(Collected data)
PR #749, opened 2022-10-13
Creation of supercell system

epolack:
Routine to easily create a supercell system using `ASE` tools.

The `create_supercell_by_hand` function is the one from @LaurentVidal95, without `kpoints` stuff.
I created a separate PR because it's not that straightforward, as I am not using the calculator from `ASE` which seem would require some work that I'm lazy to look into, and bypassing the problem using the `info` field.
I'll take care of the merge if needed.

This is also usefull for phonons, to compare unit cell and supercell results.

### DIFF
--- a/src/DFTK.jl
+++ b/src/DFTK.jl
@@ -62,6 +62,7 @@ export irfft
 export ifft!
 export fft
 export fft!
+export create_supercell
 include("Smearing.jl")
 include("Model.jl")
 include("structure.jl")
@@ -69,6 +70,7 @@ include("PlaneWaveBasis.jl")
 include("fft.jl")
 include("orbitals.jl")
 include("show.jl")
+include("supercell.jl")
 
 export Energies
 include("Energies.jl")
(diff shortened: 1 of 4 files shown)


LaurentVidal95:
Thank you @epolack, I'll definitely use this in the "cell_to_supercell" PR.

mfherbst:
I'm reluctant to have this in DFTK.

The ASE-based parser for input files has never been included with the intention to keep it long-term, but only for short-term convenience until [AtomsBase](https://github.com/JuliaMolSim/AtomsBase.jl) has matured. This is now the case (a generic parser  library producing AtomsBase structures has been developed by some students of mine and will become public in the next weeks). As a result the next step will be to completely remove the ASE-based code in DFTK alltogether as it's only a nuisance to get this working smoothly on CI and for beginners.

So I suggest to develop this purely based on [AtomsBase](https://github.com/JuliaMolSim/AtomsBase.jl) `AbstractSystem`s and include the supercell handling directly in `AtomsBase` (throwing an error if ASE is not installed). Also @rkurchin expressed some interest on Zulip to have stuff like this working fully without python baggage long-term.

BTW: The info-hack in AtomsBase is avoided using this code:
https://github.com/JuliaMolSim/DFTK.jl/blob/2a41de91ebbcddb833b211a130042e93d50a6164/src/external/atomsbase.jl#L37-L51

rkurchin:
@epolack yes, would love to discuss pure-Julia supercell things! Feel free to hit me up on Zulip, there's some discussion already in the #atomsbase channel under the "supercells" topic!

» TASK TO COMPLETE: Your answer must be the lines from the first line of the records through the line containing "I'm reluctant to have this in DFTK.", copied exactly.

» SOLUTION BELOW:
PR #749, opened 2022-10-13
Creation of supercell system

epolack:
Routine to easily create a supercell system using `ASE` tools.

The `create_supercell_by_hand` function is the one from @LaurentVidal95, without `kpoints` stuff.
I created a separate PR because it's not that straightforward, as I am not using the calculator from `ASE` which seem would require some work that I'm lazy to look into, and bypassing the problem using the `info` field.
I'll take care of the merge if needed.

This is also usefull for phonons, to compare unit cell and supercell results.

### DIFF
--- a/src/DFTK.jl
+++ b/src/DFTK.jl
@@ -62,6 +62,7 @@ export irfft
 export ifft!
 export fft
 export fft!
+export create_supercell
 include("Smearing.jl")
 include("Model.jl")
 include("structure.jl")
@@ -69,6 +70,7 @@ include("PlaneWaveBasis.jl")
 include("fft.jl")
 include("orbitals.jl")
 include("show.jl")
+include("supercell.jl")
 
 export Energies
 include("Energies.jl")
(diff shortened: 1 of 4 files shown)


LaurentVidal95:
Thank you @epolack, I'll definitely use this in the "cell_to_supercell" PR.

mfherbst:
I'm reluctant to have this in DFTK.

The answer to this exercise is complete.